Interestingly, the second Mcoln1 isoform is not seen in humans and the sequence of the alternatively spliced region is not conserved between man and mouse. To date, very few genes have been reported that show species specific alternative splice variants. MOG, myelin/oligodendrocyte glycoprotein, has many different splice variants in humans that are not found in mice . ATP11B, a P-type ATPase, has a rabbit-specific splice variant that deletes a transmembrane domain and therefore likely alters the putative function of the protein . Sequencing of the human genome has led to estimates of approximately 32,000 genes, a total surprise given the previous significantly higher estimates that were based on the number of expressed sequence tags (ESTs) in the public databases. This apparent disparity suggests a major role for alternative splicing in creating genetic complexity, and has brought the study of splicing regulation to the forefront of molecular genetics. It is likely that an abundance of species-specific splice variants will be identified as the characterization of alternatively spliced transcripts progresses.
Materials and methods
We conducted database searches using BLAST http://www.ncbi.nlm.nih.gov/blast and Draft Human Genome Browser http://genome.ucsc.edu/. Sequences from UniGene http://www.ncbi.nlm.nih.gov/UniGene were used to confirm the Mcoln1 sequence. We performed motif searches using ProfileScan http://www.isrec.isb-sib.ch/software/PFSCAN_form.html and TMPred http://www.ch.embnet.org/software/TMPRED_form.html and alignment of protein sequences using Pileup (GCG) and Boxshade http://www.ch.embnet.org/softward/BOX_form.html.
I.M.A.G.E. Clones were purchased from Research Genetics (Huntsville, AL). Sequencing was performed using the AmpliCycle sequencing kit from Applied Biosystems (Foster City, CA) on a Genomyx LR programmable DNA sequencer.
BALB/c mouse brain total RNA was purchased from Clontech Laboratories (Palo Alto, CA) and made to a 1 μg / ml concentration. This RNA was used as a template to create cDNA via RT-PCR using random hexamers and oligo dT primer. The RT product was used to confirm the alternatively spliced form using primers: 5'-CATCTACCTGGGCTATTGC-3' (forward) and 5'-GCTCTCAGGTGGTGGACAC-3' (reverse) in a PCR reaction with an annealing temperature of 61°C.
Southern Blot Analysis
Total mouse genomic DNA was digested using EcoRI, BamHI, PstI, and XbaI. The digests were electrophoresed on a 1% agarose gel at 60V overnight and were transferred onto a Hybond N+ membrane from Amersham Pharmacia Biotech (Piscataway, NJ). A 32P-dATP labeled PCR fragment of the Mcoln1 coding region corresponding to exon 2 was used as a probe (primers 5'-CCCCACAGAAGAGGAAGAC-3' (forward) and 5'-AGATCTTGACCACCTGCAG-3' (reverse) with an annealing temperature of 59°C). Hybridization and washes were carried out in standard conditions .
Northern Blot Analysis
Mouse embryo multiple-tissue northern blot and mouse adult multiple-tissue northern blot filters were purchased from Clontech Laboratories (Palo Alto, CA).

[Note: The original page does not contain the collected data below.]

PR #160, opened 2024-03-08
Improve performance of random slots page

chrisbenincasa:
* Move random slots to their own subcomponent (prevents re-render of whole page when weights change)
* Only update underlying form value on slider commit value (onmouseup)
* Memoize the dropdown portion of each slot row (prevent re-render when sliders change)
* Add CSS animation on non-active sliders, smooth transitions while we're dragging

### DIFF
--- a/web/src/pages/channels/RandomSlotEditorPage.tsx
+++ b/web/src/pages/channels/RandomSlotEditorPage.tsx
@@ -13,7 +13,6 @@ import {
   InputLabel,
   MenuItem,
   Select,
-  SelectChangeEvent,
   Slider,
   Snackbar,
   Stack,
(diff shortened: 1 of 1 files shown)


web/src/pages/channels/RandomSlotEditorPage.tsx
```diff
@@ -639,7 +677,7 @@ export default function RandomSlotEditorPage() {
                 <Select
                   label="Distribution"
                   {...field}
-                  onChange={(e) => handleDistributionChange(e, field.onChange)}
+                  // onChange={(e) => handleDistributionChange(e, field.onChange)}
```
markdavella, line 680: Just a heads up that this is commented out

chrisbenincasa: Ah yep, this was on purpose.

The filters were hybridized with the 32P-dATP labeled DNA fragment of Mcoln1 coding region corresponding to exon 2 (see above). For the alternative transcript, a probe was generated in the region between exons 12 and 13 with primers 5'-GTGTCCACCACCTGAGAG-3' (forward) and 5'-GAAGTAGCATTCCTGCAGGC-3' (reverse) with an annealing temperature of 62°C. The filters were then hybridized with β-actin probes. Hybridizations and washes were carried out in standard conditions, with the stripping of previously bound probes in between .
This work was supported by grant NS39995.